## WORK ORDER
Would you please copy every line from the records that contains the word "clients"?

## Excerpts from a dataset
=== Begin Enclosure ===

PR #1202, opened 2020-07-15
Implement key uploads

Kegsay:
Which makes another sytest pass.

Adds a new database and asserts it in the config - i.e it's a breaking change. Backwards compatible though as we don't modify tables.

### DIFF
--- a/clientapi/routing/keys.go
+++ b/clientapi/routing/keys.go
@@ -15,8 +15,13 @@
 package routing
 
 import (
+	"encoding/json"
 	"net/http"
 
+	"github.com/matrix-org/dendrite/clientapi/httputil"
+	"github.com/matrix-org/dendrite/clientapi/jsonerror"
+	"github.com/matrix-org/dendrite/keyserver/api"
+	userapi "github.com/matrix-org/dendrite/userapi/api"
 	"github.com/matrix-org/util"
 )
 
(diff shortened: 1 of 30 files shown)


clientapi/routing/keys.go
```diff
@@ -32,9 +37,55 @@ func QueryKeys(
 	}
 }
 
-func UploadKeys(req *http.Request) util.JSONResponse {
+type uploadKeysRequest struct {
```
neilalexander, line 40: Ultimately this is fine for now but I'd really love to see more of these types going into matrix-org/gomatrix eventually.

keyserver/internal/internal.go
```diff
@@ -25,7 +25,7 @@ import (
 )
 
 type KeyInternalAPI struct {
-	db storage.Database
+	DB storage.Database
```
neilalexander, line 28: It's not immediately obvious to me why this is exported?

Kegsay: Because a different package creates the struct (`keyserver/keyserver.go`)

clientapi/routing/keys.go
Kegsay: Ideally we'd automate mapping swagger -> Go structs, but we're nowhere near that yet.

keyserver/internal/internal.go
neilalexander: Ah, yes, okay!

Kegsay:
Failure is because of:
```
ERROR: The following tests passed but are not present in /src/sytest-whitelist. Please append them to the file:

Device list doesn't change if remote server is down
```

Blacklisted.

PR #1214, opened 2020-07-22
Persistent federation sender blacklist

neilalexander:
This PR persists the blacklist into the database, so that after a server restart, we don't try to flood nodes that are assumed dead with federation traffic. This is particularly important for the P2P demos where nodes spend more time offline than they do online.


federationsender/statistics/statistics.go
```diff
@@ -1,27 +1,28 @@
...
 // wrapper.
 type Statistics struct {
+	DB      storage.Database
 	servers map[gomatrixserverlib.ServerName]*ServerStatistics
 	mutex   sync.RWMutex
+
+	// How many times should we tolerate consecutive failures before we
+	// just blacklist the host altogether? Bear in mind that the backoff
+	// is exponential, so the max time here to attempt is 2**failures.
+	FailuresUntilBlacklist uint32
```
Kegsay, line 25: 2**failures seconds or minutes or what? Units please.

federationsender/statistics/statistics.go
```diff
@@ -65,7 +77,11 @@ type ServerStatistics struct {
 func (s *ServerStatistics) Success() {
 	s.successCounter.Add(1)
 	s.failCounter.Store(0)
-	s.blacklisted.Store(false)
+	if err := s.statistics.DB.RemoveServerFromBlacklist(s.serverName); err != nil {
+		logrus.WithError(err).Errorf("Failed to remove %q from blacklist", s.serverName)
```
Kegsay, line 81: We should still do `s.blacklisted.Store(false)` in this case right?

federationsender/statistics/statistics.go
```diff
@@ -77,12 +93,16 @@ func (s *ServerStatistics) Failure() bool {
...
 	// Check that we haven't failed more times than is acceptable.
-	if failCounter >= FailuresUntilBlacklist {
+	if failCounter >= s.statistics.FailuresUntilBlacklist {
 		// We've exceeded the maximum amount of times we're willing
 		// to back off, which is probably in the region of hours by
 		// now. Mark the host as blacklisted and tell the caller to
 		// give up.
-		s.blacklisted.Store(true)
+		if err := s.statistics.DB.AddServerToBlacklist(s.serverName); err != nil {
+			logrus.WithError(err).Errorf("Failed to add %q to blacklist", s.serverName)
```
Kegsay, line 102: Likewise

federationsender/storage/sqlite3/blacklist_table.go
```diff
@@ -0,0 +1,110 @@
+// Copyright 2017-2018 New Vector Ltd
+// Copyright 2019-2020 The Matrix.org Foundation C.I.C.
```
Kegsay, line 2: Not for a brand new file.

federationsender/storage/sqlite3/blacklist_table.go
```diff
@@ -0,0 +1,110 @@
...
+func (s *blacklistStatements) SelectBlacklist(
+	ctx context.Context, txn *sql.Tx, serverName gomatrixserverlib.ServerName,
+) (bool, error) {
+	stmt := sqlutil.TxStmt(txn, s.selectBlacklistStmt)
+	res, err := stmt.QueryContext(ctx, serverName)
+	if err != nil {
+		return false, err
+	}
+	defer res.Close() // nolint:errcheck
+	return res.Next(), nil
```
Kegsay, line 97: Took me a little while to work out why this would work. Probably worth a commen that we don't care about the data returned. and that this will return true if the server is blacklisted.

PR #1215, opened 2020-07-22
Handle inbound federation E2E key queries/claims

Kegsay:
This should in theory make E2E work now modulo device list updates.

### DIFF
--- a/cmd/dendrite-demo-yggdrasil/main.go
+++ b/cmd/dendrite-demo-yggdrasil/main.go
@@ -140,7 +140,7 @@ func main() {
 		RoomserverAPI:       rsAPI,
 		UserAPI:             userAPI,
 		StateAPI:            stateAPI,
-		KeyAPI:              keyserver.NewInternalAPI(base.Cfg, federation),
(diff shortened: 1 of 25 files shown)


cmd/dendrite-demo-yggdrasil/main.go
```diff
@@ -140,7 +140,7 @@ func main() {
 		RoomserverAPI:       rsAPI,
 		UserAPI:             userAPI,
 		StateAPI:            stateAPI,
-		KeyAPI:              keyserver.NewInternalAPI(base.Cfg, federation),
+		KeyAPI:              keyserver.NewInternalAPI(base.Cfg, federation, userAPI),
```
neilalexander, line 143: When you make changes to `cmd/dendrite-demo-yggdrasil`, please also make the same changes to `build/gobind`, as that's what the iOS demo is built from.

Kegsay: Can we build it as part of `build.sh`? Else I'll never remember.

neilalexander: Unfortunately it requires Xcode and gomobile, and takes ages to build. :-(

PR #1222, opened 2020-07-24
Modify /state/{eventType}/{stateKey} to return the event at the time the user left

Kegsay:
Or live, depending on their current state. Hopefully fixes some sytests!

### DIFF
--- a/clientapi/routing/state.go
+++ b/clientapi/routing/state.go
@@ -22,6 +22,7 @@ import (
 	"github.com/matrix-org/dendrite/clientapi/jsonerror"
 	"github.com/matrix-org/dendrite/roomserver/api"
 	"github.com/matrix-org/dendrite/syncapi/types"
+	userapi "github.com/matrix-org/dendrite/userapi/api"
 	"github.com/matrix-org/gomatrixserverlib"
 	"github.com/matrix-org/util"
 	log "github.com/sirupsen/logrus"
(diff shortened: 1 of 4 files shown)


clientapi/routing/state.go
```diff
@@ -99,40 +101,150 @@ func OnIncomingStateRequest(ctx context.Context, rsAPI api.RoomserverInternalAPI
...
+	// Then include the requested event type and state key, assuming it
+	// isn't for the same.
+	stateToFetch := []gomatrixserverlib.StateKeyTuple{
+		{
+			EventType: evType,
+			StateKey:  stateKey,
 		},
 	}
-	stateRes := api.QueryLatestEventsAndStateResponse{}
+	if evType != gomatrixserverlib.MRoomHistoryVisibility && stateKey != "" {
```
Kegsay, line 122: Why `&& stateKey != ""`?

clientapi/routing/state.go
```diff
@@ -99,40 +101,150 @@ func OnIncomingStateRequest(ctx context.Context, rsAPI api.RoomserverInternalAPI
...
+		stateToFetch = append(stateToFetch, gomatrixserverlib.StateKeyTuple{
+			EventType: gomatrixserverlib.MRoomHistoryVisibility,
+			StateKey:  "",
+		})
+	}
 
-	if err := rsAPI.QueryLatestEventsAndState(ctx, &stateReq, &stateRes); err != nil {
+	// First of all, get the latest state of the room. We need to do this
+	// so that we can look at the history visibility of the room. If the
+	// room is world-readable then we will always return the latest state.
```
Kegsay, line 131: History visibility is only for events at that point. A private visibility turned world-readable should not result in those private visibility messages being readable by anyone.

Kegsay:
Otherwise LGTM, thanks!

clientapi/routing/state.go
neilalexander: I should have commented this - it's basically just so that we don't add `MRoomHistoryVisibility` and `""` into the list of events to request twice, since we request it anyway, in the event that someone tries to use `/state` to find that.

clientapi/routing/state.go
neilalexander: In this case it doesn't, as it's only state events. It's basically to enforce the logic that if the room is world-readable right now, that you should be able to see the state right now, even after you leave.

Kegsay: Oh right, I see then!

Issue #2121, opened 2022-01-28
DM rooms are displayed as normal rooms


kegsay:
> New 1:1 chat initiate by my synapse server to dentrite shows up under rooms not under person on the dendrite element clienrt

> I see the same. Invite from dendrite homeserver to matrix.org sows up as person, but from matrix.org to homeserver shows up in rooms on the homeserver, both element clients

Could be a few things:
 - Account data isn't sent to clients
 - `is_direct` hints aren't making it across federation
 
Ref: https://spec.matrix.org/v1.1/client-server-api/#direct-messaging

zeeZ:
That second quote is me, running v0.5.1.

kegsay:
We now have complement tests to assert that:
 - Account data IS sent to clients
 - `is_direct` hints ARE making it across federation

Without further logs I cannot help more on this one. Additional Qs:
 - Does this consistently happen with all new DM rooms?
 - Does it happen when you DM users on the same homeserver?

S7evinK:
As far as my testing goes, this only happens when a user is invited over federation. As soon as the invite is accepted, the DM appears as a normal room in Element Web (and probably other clients)

PR #2648, opened 2022-08-17
Try to reconstuct membership events if it's a federated invite

S7evinK:
This should fix https://github.com/matrix-org/dendrite/issues/2121

The issue here is that `/rooms/{roomID}/members` was failing with "You aren't a member of the room and weren't previously a member of the room.", as we don't have a `membershipNID` for invites coming over federation, and we don't know anything about the room yet. This tries to reconstruct the membership events for invites coming in over federation, making Element Web a bit more happy.

### DIFF
--- a/roomserver/internal/perform/perform_invite.go
+++ b/roomserver/internal/perform/perform_invite.go
@@ -18,6 +18,10 @@ import (
 	"context"
 	"fmt"
 
+	"github.com/matrix-org/gomatrixserverlib"
+	"github.com/matrix-org/util"
+	log "github.com/sirupsen/logrus"
+
 	federationAPI "github.com/matrix-org/dendrite/federationapi/api"
 	"github.com/matrix-org/dendrite/roomserver/api"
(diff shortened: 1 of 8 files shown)


neilalexander:
Is Element Web *really* trying to hit `/members` for an invite that hasn't been accepted yet? If so I would consider that bad behaviour.

S7evinK:
Yep, as soon as the room/invite is selected.

neilalexander:
I'm not very comfortable with this.

This feels like a hack to fix something that Element Web shouldn't be doing to begin with. I think first of all we should be raising an issue and talking to the EW guys about why they need to hit `/members` to work out if the room is a DM or not when the invite stripped state should already contain the `is_direct` field. 

When a federated invite comes in, the stripped state is literally all we know about the room — we don't have any of the full auth events or anything useful enough to construct an actual "room" in the roomserver. We also don't even *really* know what the event IDs are, which is a required field in the `/members` response, and we have no way to calculate them. I don't really want to get into the realm of Dendrite needing to fabricate events/responses in this way.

=== End Enclosure ===

## YOUR SOLUTION
> I see the same. Invite from dendrite homeserver to matrix.org sows up as person, but from matrix.org to homeserver shows up in rooms on the homeserver, both element clients
 - Account data isn't sent to clients
 - Account data IS sent to clients
As far as my testing goes, this only happens when a user is invited over federation. As soon as the invite is accepted, the DM appears as a normal room in Element Web (and probably other clients)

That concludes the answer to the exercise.